Emma laughed with delight. “Nailed it. And him.”
“If you’re finished with the lame comedy routine,” Harrow said, “we’ll go aboard the
“No,” Mac and Emma said as one.
“This fly ain’t strolling into no spidery parlor,” she added.
“We could be overheard out here,” Harrow said impatiently.
“If you’re worried about somebody lurking on that little islet over there with a parabolic microphone, forget it,” Mac said. He jerked a thumb over his shoulder. “The sound of the cascade trumps any listening device.”
Harrow put his fists on his hips, bringing the shoulder harness into full display as he got in Mac’s face.
The shadow wearing a wind jacket and an Uzi drifted closer.
“Listen, ass clown,” Harrow said, “I don’t have time for this. I don’t even have time to beat the truth out of you.”
“Good job you brought a team,” Emma said. “Mac would mop the dock with you and you know it.”

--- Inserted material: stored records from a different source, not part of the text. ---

PR #290, opened 2026-09-13
Capture Learnings 286 287

FrankRay78:
## Why

Two learnings from building #286 and #287, approved at a `/capture-learnings` checkpoint.

## What changes

- **`/build` stops when local `main` has unpushed commits.** It branches from `origin/main`, so an unpushed commit silently drops out of the new branch. This happened with #281's study record: committed to local `main` but never pushed, it was missing from #286's branch even though #286 cited it as evidence.
- **The grep-after-simplifying memory now covers adding a rule.** A new rule in a command prompt must be reconciled with the older rules it overrides and scoped for every path it applies to (first run, re-run, automated workflow). `speckit.reviewissue.md` missed this on two issues in a row: #286's self-check clause and #287's Reason rule both clashed with the re-run rules in step 6, and `/verify` reviewers caught both.

- **`/study` still doesn't push.** Every pipeline command only commits and `/raise-pr` alone pushes, so the stranded-record problem is fixed at `/build`'s entry instead.
- **The memory was updated in place, not duplicated.** Its title and index line changed to match.

## Related

- #286 / #288, #287 / #289; findings recorded in `docs/study/286.md` and `docs/study/287.md`.


FrankRay78:

- Bugs or correctness issues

“Think of the splinters,” Mac said, shaking his head.
“Mmm, I am.”
“Before you do a grenade imitation,” Mac said to Harrow, “understand that we’re not going anywhere with you and you’re not going anywhere with us. And the dude in the dive suit isn’t going to plant any cute device on the dinghy, or we’re going to whistle up a seaplane to fly us out of here and leave you with your thumb up your ass and your balls swinging in the breeze. Are you hearing me?”

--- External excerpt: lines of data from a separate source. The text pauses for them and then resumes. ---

Issue #243, opened 2026-08-31
Codebase maintenance backlog


FrankRay78:
Running backlog of codebase maintenance items. Each is independent — pick one up without reading the others. Append further findings as new numbered sections.

---

## 1. Delete 13 orphaned Verify snapshots

- [ ] **1a** — Delete the 13 files listed below
- [ ] **1b** — `dotnet test ./src` green

These `.verified.txt` files in `src/NetPace.Console.Tests/Expectations/` have no owning test method. Verify resolves snapshot filenames at runtime, so nothing reads them and nothing fails — deleting them has no build or test impact.

1. `NetPaceConsoleTests.Should_Continue_Multiple_Speed_Tests_On_Exception.verified.txt`
2. `NetPaceConsoleTests.CSV.Should_Include_IPAddress_And_Hostname_Columns_In_CSV_Output.verified.txt`
3. `NetPaceConsoleTests.CSV.Should_Include_Empty_IPAddress_And_Hostname_In_CSV_When_Device_Identity_Unavailable.verified.txt`
4. `NetPaceConsoleTests.CSV.Should_Include_Error_IPAddress_In_CSV_When_IP_Retrieval_Fails.verified.txt`
5. `NetPaceConsoleTests.CSV.Should_Include_Error_Hostname_In_CSV_When_Hostname_Retrieval_Fails.verified.txt`
6. `NetPaceConsoleTests.CSV.Should_Include_Error_IPAddress_And_Hostname_In_CSV_When_Both_Retrievals_Fail.verified.txt`
7. `NetPaceConsoleTests.Json.Should_Include_IPAddress_And_Hostname_In_Json_Output.verified.txt`
8. `NetPaceConsoleTests.Json.Should_Include_IPv6_In_Json_Output_When_No_IPv4_Available.verified.txt`
9. `NetPaceConsoleTests.Json.Should_Include_Empty_IPAddress_In_Json_Output_When_No_Network_Interfaces.verified.txt`
10. `NetPaceConsoleTests.Json.Should_Include_Empty_Hostname_In_Json_Output_When_Hostname_Resolves_Empty.verified.txt`
11. `NetPaceConsoleTests.Json.Should_Include_Error_IPAddress_In_Json_Output_When_IP_Retrieval_Fails.verified.txt`
12. `NetPaceConsoleTests.Json.Should_Include_Error_Hostname_In_Json_Output_When_Hostname_Retrieval_Fails.verified.txt`
[...]

PR #291, opened 2026-09-14
Comment Residue

### LINKED ISSUE #254: Comment and formatting residue left by Surface Transfer Failures (#222)
Second maintenance list, split from #243 so the two can be picked up independently. Every item here is comment or formatting residue left by the Surface Transfer Failures work (#222) — no behaviour changes, no snapshot changes, and each item is independent of the others.

**Sequencing:** intended to be picked up after #243. Nothing here conflicts with #243, but items 2 and 5 touch files (`SpeedTestCommand.cs`, `JsonConsoleWriter.cs`) that #243 item 4 also edits, so doing #243 first avoids a needless rebase.

---

## 1. Delete the BCL assertion from the XML-doc share-mode test

- [ ] **1a** — Delete the `if (OperatingSystem.IsWindows())` block from `src/NetPace.Core.Tests/ProfileXmlDocTests.cs`
- [ ] **1b** — Trim the now-stale last sentence of the scenario comment
- [ ] **1c** — `dotnet test ./src` green

`LoadXmlDoc_WhileAConcurrentWriterHoldsTheFile_StillLoadsTheDocument` asserts that `XDocument.Load(string)` throws when a writer holds the file. That is .NET's behaviour, not NetPace's, and the constitution's Testing Standards list third-party library behaviour under **Do NOT test**. It also makes the test do different work on Windows than on Unix, which cuts against Principle IV.

The rest of the test is legitimate and stays — it is a real regression test for `LoadXmlDoc` opening with `FileShare.ReadWrite`, and it is what stops the intermittent "The process cannot access the file because it is being used by another process" failure coming back.

Delete these four lines:

```csharp
            if (OperatingSystem.IsWindows())
            {
                Should.Throw<IOException>(() => XDocument.Load(xmlPath));
            }

```

And drop the trailing sentence of the scenario comment, which only described the deleted assertion:

```
        // modes, so the premise is asserted there rather than assumed — on Unix this test still runs
        // and still asserts the outcome, but cannot catch a revert of LoadXmlDoc.
```

so the comment ends at `// access the file because it is being used by another process.` followed by a line reading `// Only Windows enforces share modes, so this test is a genuine regression guard there and vacuous elsewhere.`

**Acceptance:** no `Should.Throw` and no `OperatingSystem.IsWindows()` in `ProfileXmlDocTests.cs`; the test still constructs the competing `FileStream`, still calls `LoadXmlDoc`, and still asserts `doc.Root!.Name.LocalName.ShouldBe("doc")`; `dotnet test ./src` green.

---

## 2. Remove the two comments triplicated across the three run branches

- [ ] **2** — Delete six comment lines from `src/NetPace.Console/Commands/SpeedTestCommand.cs`

`ExecuteAsync` has three near-identical run branches (`--loop`, `--count`, single run) and each carries the same two comments verbatim:

| Line | Comment |
|---|---|
| 67, 110, 151 | `// NetPace's own health, not a network condition: exit non-zero.` |
| 74, 117, 158 | `// This measurement never completed, which --fail-on treats as a failure.` |

Both restate the name of the thing on the very next line — `catch (Exception e) when (IsOperationalFault(e))` then `throw;`, and `if (FailOnRequested(settings)) return 1;`. Both helpers already carry the full explanation in their XML docs at the bottom of the file, and `FailOnRequested`'s `<remarks>` covers the "measurement threw rather than completing" case in more detail than the inline comment does.

Delete all six lines, leaving the blocks as:

```csharp
                    catch (Exception e) when (IsOperationalFault(e))
                    {
                        throw;
                    }
                    catch (Exception e)
                    {
                        WriteError(console, e.Message);

                        if (FailOnRequested(settings)) return 1;
                    }
```

Do not touch the `// User requested cancellation.` or `// Pause before the next speed test.` comments — those predate #222 and match the file's established density.

**Acceptance:** zero matches for `NetPace's own health` and `never completed` under `src/`; the XML docs on `IsOperationalFault` and `FailOnRequested` are unchanged; `dotnet test ./src` green.

---

## 3. Drop the `<remarks>` explaining the C# `required` keyword from `JsonResult`

- [ ] **3** — Delete the four-line `<remarks>` block from `src/NetPace.Console/JsonResult.cs:6-9`

```csharp
/// <remarks>
/// A <c>required</c> property always appears in the output. A nullable one is omitted when its test
/// did not run, so it carries no <c>required</c>: absence is the whole point of it.
/// </remarks>
```

It documents what `required` and `?` mean in C# rather than anything about NetPace's JSON contract. The per-property `<summary>` docs already state which fields are omitted and when — for example `DownloadSpeed` says "or `null` when the download test was not run" — so the class-level remarks add nothing a reader of the properties does not already have.

Keep the `<summary>` on the record itself.

Note for whoever picks this up: #242 is separately deciding `required` on `SpeedTestResult` and `LatencyTestResult`. `JsonResult` is not in #242's scope, so the two do not collide, but if #242 lands first, re-read this block before deleting in case it has been rewritten to say something substantive.

**Acceptance:** `JsonResult` has a `<summary>` and no `<remarks>`; no property doc changes; `dotnet test ./src` green with no snapshot changes.

---

## 4. Remove the duplicated "every request succeeds" comment from `VariableSpeedTester`

- [ ] **4** — Delete two comment lines and their trailing blank lines from `src/NetPace.Core/Clients/Testing/VariableSpeedTester.cs:49` and `:68`

```csharp
                // Every request succeeds; this fake models fluctuating speed, not failure.

```

Both sites sit directly above a `switch` in which every arm already reads `RequestsSucceeded = <n>, RequestsFailed = 0`. The per-call byte/speed comments immediately above are the ones carrying real information and stay.

**Acceptance:** zero matches for `Every request succeeds` under `src/`; the `// Call 1: … Mbps` comment blocks are untouched; `dotnet test ./src` green.

---

## 5. Match the JSON writer's ternaries to the line above them

- [ ] **5** — Collapse two three-line ternaries in `src/NetPace.Console/ConsoleWriters/JsonConsoleWriter.cs:25-31` onto single lines

Currently:

```csharp
        var latencyFormatted = !settings.NoLatency ? $"{fastest.LatencyMilliseconds} ms" : null;
        var downloadFormatted = settings.NoDownload
            ? null
            : downloadResult.GetSpeedString(settings.SpeedUnit, settings.SpeedUnitSystem, settings.SpeedScale);
        var uploadFormatted = settings.NoUpload
            ? null
            : uploadResult.GetSpeedString(settings.SpeedUnit, settings.SpeedUnitSystem, settings.SpeedScale);
```

Three adjacent assignments doing the same job in two different shapes, with the condition inverted between them. Restore the pre-#222 form, which matches `latencyFormatted` and matches how `MinimalConsoleWriter` and `DefaultConsoleWriter` write the same guard:

```csharp
        var latencyFormatted = !settings.NoLatency ? $"{fastest.LatencyMilliseconds} ms" : null;
        var downloadFormatted = !settings.NoDownload ? downloadResult.GetSpeedString(settings.SpeedUnit, settings.SpeedUnitSystem, settings.SpeedScale) : null;
        var uploadFormatted = !settings.NoUpload ? uploadResult.GetSpeedString(settings.SpeedUnit, settings.SpeedUnitSystem, settings.SpeedScale) : null;
```

While here, shorten the two-line comment above them, which restates what `JsonResult`'s property docs say:

```csharp
        // Display speed test result.
```

Not covered by #249 — `dotnet format` does not reflow ternaries, so this will not resolve itself.

**Acceptance:** all three `*Formatted` locals are single-line and use the same `!settings.NoX ? value : null` shape; `dotnet test ./src` green with no JSON snapshot changes.

---

## 6. Remove the redundant `using` from the service-wiring tests

- [ ] **6** — Delete line 1 of `src/NetPace.Console.Tests/NetPaceConsoleTests.ServiceWiring.cs`

```csharp
using NetPace.Console;
```

The file declares `namespace NetPace.Console.Tests`, so `NetPace.Console` is already in scope by namespace walk. No other partial of `NetPaceConsoleTests` carries this using.

**Acceptance:** the file compiles with no `using` directives of its own; `dotnet test ./src` green.

---

## 7. Restore the accurate wording on `TestResult.Output`

- [ ] **7** — Revert one doc line in `src/NetPace.Console.Tests/CommandLineTestHost.cs:66`

```csharp
    /// Gets the output written to the console.
```

back to:

```csharp
    /// Gets the output written to stdout.
```

`#222` reworded this in passing. "stdout" was the more precise term — `CommandLineTestHost` captures standard output specifically, and the CLI does write elsewhere (`--file`), so "the console" is ambiguous about which stream was captured.

**Acceptance:** the doc reads "written to stdout"; no other change in the file; `dotnet test ./src` green.

---

## Notes for anyone extending this list

Append new sections with the next number. Keep each item independent — someone should be able to do item 5 without reading items 1 through 4.

Before adding a formatting item, check whether `dotnet format` (#249) already claims it. Before adding a comment item, check whether the comment is load-bearing: #243 item 6 is the counter-example, where a verbose comment exists specifically to stop a reviewer re-raising a non-bug, and shortening it would be a regression.

FrankRay78:
## Why

The Surface Transfer Failures work (#222) left comment and formatting clutter behind. This removes it. Nothing about how the app behaves changes, and no snapshots change.

## What changes

- Deletes comments that repeat what the code or XML docs already say: the triplicated run-branch comments in `SpeedTestCommand`, the `<remarks>` on `JsonResult` that explain the C# `required` keyword, and the duplicated "every request succeeds" comments in `VariableSpeedTester`.
- Removes the Windows-only `XDocument.Load` throw assertion from `ProfileXmlDocTests`. It tested how .NET behaves, not NetPace. The `FileShare.ReadWrite` regression test is otherwise unchanged.
- Puts each `JsonConsoleWriter` ternary back on one line in the `!settings.NoX ? value : null` form, drops a redundant `using`, and restores "stdout" in the `TestResult.Output` doc.
- Adds `docs/study/254.md`, which records what surprised the build.

- **Item 2's acceptance grep can't come back empty.** `NetPace's own health` is still in the `IsOperationalFault` XML doc, which the issue says to keep as is. `never completed` is still in an unrelated test comment in `NetPaceConsoleTests.Failures.cs`. Only the six lines the issue names were removed.
- **Item 1b wraps differently from the issue's layout.** The replacement sentence was appended to the line above so the comment keeps the block's ~100-column width. The issue had it as its own ~111-character line.
- **Deferred, out of scope:** the XML doc on `LoadXmlDoc` still says `XDocument.Load(string)` "throws instead" without saying that only happens on Windows. Also, the Windows-only assertion came from #237, not #222. That doesn't change what had to be deleted.

## How to verify

- [ ] `dotnet build ./src` has no warnings and `dotnet test ./src` is green, with no `.received.txt` snapshot diffs
- [ ] `grep -rn "Every request succeeds" src/` returns nothing
- [ ] `ProfileXmlDocTests.cs` has no `Should.Throw` and no `OperatingSystem.IsWindows()`

## Related

Closes #254

Follows #222. See also #243, a sibling maintenance list.


FrankRay78:

- Bugs or correctness issues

Harrow glanced reflexively toward the Zodiac. He could just make out the black hood of the diver who had slipped into the water. With a muffled curse, Harrow pulled a hair-thin mic out from behind his ear.
“Abort dive,” he said in a clipped voice.
A disembodied voice replied, “Say again.”
“Abort.”
Emma watched as the diver came up out of the water and rolled back into the Zodiac with a casual display of strength and coordination.